Под звук первомайских колоколов начинается история о легкомысленном и несчастном юноше, рассказанная Уильямом Хогартом в серии гравюр «Похождения повесы». Она состоит из восьми сцен, изображающих печальный жизненный путь молодого человека, Тома Рэйкуэлла, получившего наследство от своего унылого скопидома-отца. На первой картинке этот очаровательный юноша - в начале серии он мил, свеж и полон «сливочного английского обаяния», как это замечательно определил Ивлин Во, - стоит, юный и глупый телок, посреди развороченного скарба своего папаши, перед ним ползает обмеривающий его стать портной, костюм в легком беспорядке, все хорошо, свобода и денег прорва, а в углу притулилась Сара Янг, которую он обрюхатил.
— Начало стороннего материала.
PR #15792, opened 2025-03-06
fix: handle a possible issue from output buffer

gillobis:
## Description

When exporting an xlsx file, sometimes the output buffer is not cleaned up properly, generating an inaccessible  excel file when downloaded. This is caused by an extra space that is added to the file. 
Calling the ob_end_clean() function before sending the download response fix this problem.

## Functional changes

### DIFF
--- a/packages/actions/src/Exports/Downloaders/XlsxDownloader.php
+++ b/packages/actions/src/Exports/Downloaders/XlsxDownloader.php
@@ -26,6 +26,7 @@ class XlsxDownloader implements Downloader
         if ($disk->exists($filePath = $directory . DIRECTORY_SEPARATOR . $fileName)) {
             $response = $disk->download($filePath);
             ob_end_clean();
+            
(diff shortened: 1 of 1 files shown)


packages/actions/src/Exports/Downloaders/XlsxDownloader.php
```diff
@@ -24,7 +24,9 @@ public function __invoke(Export $export): StreamedResponse
         $fileName = $export->file_name . '.xlsx';
 
         if ($disk->exists($filePath = $directory . DIRECTORY_SEPARATOR . $fileName)) {
-            return $disk->download($filePath);
+            $response = $disk->download($filePath);
+            ob_end_clean();
+            return $response;
```
danharrin, line 30:
```suggestion
            
            return $response;
```

danharrin (changes requested):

Впереди - будущее, да и Сара ведет себя тихо, ничего не требует, и веселый месяц май шумит солнечными лучами за окном, и к вечеру все будут плясать вокруг майских шестов, и жечь костры, и до упаду будут плясать молочницы с трубочистами, и все заснут вповалку, отпыхтев свою майскую ночь.
Том пускается во все тяжкие в славном и веселом Лондоне. Вкусив прелестей столичной жизни, он гонится за изысками, старается стать фешенебельным молодым человеком, но все больше и больше отдается низменным страстям, проматывая деньги в борделях и тавернах. Наследство исчезает, Тома уже готовы арестовать за долги, но он поправляет дела, женившись на богатой старой уродине. Ее денег надолго не хватает, приданое исчезает в игорном доме, и Том попадает в долговую тюрьму, где, доведенный до полного отчаяния, лишается рассудка. Последняя сцена серии Хогарта представляет Тома в сумасшедшем доме: закованный в кандалы, бритый, голый и несчастный, герой распростерт на каменном полу Бедлама. Склонившись над ним, утирает слезы Сара Янг, вторая по значению после Тома героиня повествования Хогарта, преданно его любящая, несмотря ни на что, и сопровождающая повесу на протяжении всей его карьеры, как безропотная и терпеливая тень.